_Problem statement_
Exactly reproduce the data from its first line through the line with "-90,40 +90,32 @@", leaving out every line after it.
=== Begin Enclosure ===
PR #3198, opened 2018-08-30
Simplify promises in `cli/api.js`

itaisteinherz:
Note to reviewers: the PR is just a simple code refactor, nothing significant.

### DIFF
--- a/cli/api.js
+++ b/cli/api.js
@@ -90,40 +90,32 @@ function getPackageName(plugin) {
 
 function install(plugin, locally) {
   const array = locally ? getLocalPlugins() : getPlugins();
-  return new Promise((resolve, reject) => {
=== End Enclosure ===
_Response to the task_
PR #3198, opened 2018-08-30
Simplify promises in `cli/api.js`

itaisteinherz:
Note to reviewers: the PR is just a simple code refactor, nothing significant.

### DIFF
--- a/cli/api.js
+++ b/cli/api.js
@@ -90,40 +90,32 @@ function getPackageName(plugin) {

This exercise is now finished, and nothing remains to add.